The function executeModel() is a wrapper function which takes care of propagating data between the processes in the model. In this case there is only one process so executeModel() is rather pointless.
parallelmapSY_1__kernel_wrapper() prepares the parallel execution by allocating memory on the device, transfers the input data, invokes the kernel, and transfers the result back to the host.
parallelmapSY_1__kernel() is the kernel function, which simply calls parallelmapSY_1_func1() with the appropriate input data. It also prevents execution when too many threads have been spawned.
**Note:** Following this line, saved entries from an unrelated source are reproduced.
PR #14, opened 2020-06-30
JS linter: Add initial support for JS linter

tcwanggoogle:
Only lint JS files under frontend/

PR #20, opened 2020-07-08
Fix lint errors in all JS files 

dhruvi618:


tcwanggoogle:
Can you merge this PR into js-linter (https://github.com/googleinterns/Ad-lib/pull/14), or the other way? In this case, we will have the linter in the PR, so we know it passes or not.

PR #21, opened 2020-07-09
Update user interface and retrieve user inputs on form submit

dhruvi618:
UI Design: https://screenshot.googleplex.com/u6xcWJ75gVP

Next Steps: Add JSON object and execute POST to backend and add tests


frontend/src/components/ProductAreaDropdown.js
```diff
@@ -0,0 +1,48 @@
+import React from 'react';
+import PropTypes from 'prop-types';
+import InputLabel from '@material-ui/core/InputLabel';
+import MenuItem from '@material-ui/core/MenuItem';
+import FormControl from '@material-ui/core/FormControl';
+import ListItemText from '@material-ui/core/ListItemText';
+import Select from '@material-ui/core/Select';
+
+// TO-DO: Add more product area options to this array
```
kmh287, line 9: an internal search for "list of PAs" should give the full list

kmh287:
Just like how ERG could be a proxy for certain personal information, years at google could also be a proxy for someone's age. How important is "years at google" data point to the planned matching algorithm? 

 @jzwang8

frontend/src/components/MenuBar.js
```diff
@@ -6,6 +6,9 @@ import Typography from '@material-ui/core/Typography';
 import IconButton from '@material-ui/core/IconButton';
 import HelpIcon from '@material-ui/icons/Help';
 
+/**
+ * Establishes style to use on rendering menu bar component
+ */
```
jzwang8, line 11: I think one line javadocs should just be /** comment */

jzwang8:
> Just like how ERG could be a proxy for certain personal information, years at google could also be a proxy for someone's age. How important is "years at google" data point to the planned matching algorithm?
> 
> @jzwang8

If we remove both ERG and Years @, then we only have 2 matching fields left, so we're planning on thinking of new areas to use for matching or maybe we'll decide to completely remove those fields and just do all random?

kmh287:
For the prototype random should be fine. For MVP I remember we discussed allowing users to indicate interests. That could be a source for a lot of data points without asking for potentially sensitive personal information.

frontend/.gcloudignore
```diff
@@ -0,0 +1,17 @@
+# This file specifies files that are *not* uploaded to Google Cloud Platform
```
tcwanggoogle, line 1: I think this file should already be in master? Can you try to rebase the branch to see if these diff are removed in the PR?

frontend/src/components/ProductAreaDropdown.js
```diff
@@ -0,0 +1,48 @@
...
+const productAreas = [
+  'Play',
+  'Search',
+  'Ads',
+  'Youtube',
+  'Maps',
+];
```
tcwanggoogle, line 16: Add 'Core' (to promote my own PA...)

frontend/src/components/YearsDropdown.js
```diff
@@ -0,0 +1,47 @@
...
+YearDropdown.propTypes = {
+  onChange: PropTypes.func,
+};
+
+/**
+ * Create year dropdown component using yearRanges array
+ * @return {YearDropdown} YearDropdown component
+ * @param {Object} props
+ */
+export default function YearDropdown(props) {
```
tcwanggoogle, line 27: Any ways we can some how combine these *Dropdown() into a single function buy taking different label and inputs? This should make the code easier to extend with more fields, as I see these dropdowns are very similar

frontend/src/components/ProductAreaDropdown.js
dhruvi618: Added! Thanks for the resource!

frontend/src/components/MenuBar.js
dhruvi618: Fixed in the MenuBar.js file and Form.js file, thank you!

frontend/.gcloudignore
dhruvi618: I'll remove this file from this PR, but also I think we can take it out of master as well. I now realize that it's added every time the webapp is deployed

tcwanggoogle: I see. So you can add `frontend/.gcloudignore` or add `**/.gcloudignore` to `.gitignore` so future PR won't include it

frontend/src/components/YearsDropdown.js
dhruvi618: I was initially trying to do this exact thing by taking different labels and inputs within, but problems arise when trying to get the state of each component on submit and the `id` of each dropdown would be the same

frontend/src/components/ProductAreaDropdown.js
dhruvi618: Added and updated to include all PAs!

frontend/src/components/YearsDropdown.js
tcwanggoogle: Ok! (Since I am not familiar with React or JS, I don't know how to fix it. So...) I think it's OK to leave as is

.gcloudignore
```diff
@@ -1,17 +0,0 @@
-# This file specifies files that are *not* uploaded to Google Cloud Platform
```
kmh287, line 1: Revert deletion of this file?

frontend/src/components/ProductAreaDropdown.js
kmh287: woo P&E!

.gcloudignore
dhruvi618: I realized this file is added every time the project is deployed to gcloud, so I was thinking we could exclude it from the repo?

kmh287: Seems prudent to keep it around in the repo then right? Similar to how .gitignore is included.

dhruvi618: Ok, I'll revert the deletion for it. Just wondering if its better to include the file in the same directory it is automatically generated in (`/frontend`) or the main project directory?

kmh287: Do you know why it generates in the frontend directory? Is it because that's the directory you have to deploy from?

dhruvi618: Yeah, that's where I deploy from

kmh287: If you deployed from the root would the file be generated there or always under /frontend? If so I'd say go ahead and delete this in favor of one under /frontend

dhruvi618: Ok, got it. Since it only allows you to deploy from /frontend, I will favor that file and keep this deleted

So the real area of interest is parallelmapSY_1_func1(). As I said, it works perfectly when the maximum iteration count is less than 5,500,000, but when I go higher it just doesn't seem to work as it's supposed to (see output log above). Some may ask "Why are you setting the iteration count so high? That's not necessary!". True, but since the pure C equivalent works perfectly with higher maximum iteration counts, why shouldn't the CUDA version? Since I'm designing a general tool, I need to know why it doesn't work in this example.
So does anyone have any idea what the code appears to fail when the maximum iteration count fails when exceeding 5,500,000?
It may be a time-out problem with your video card and the OS causing the CUDA task to be aborted. See e.g. CUDA apps time out & fail after several seconds - how to work around this?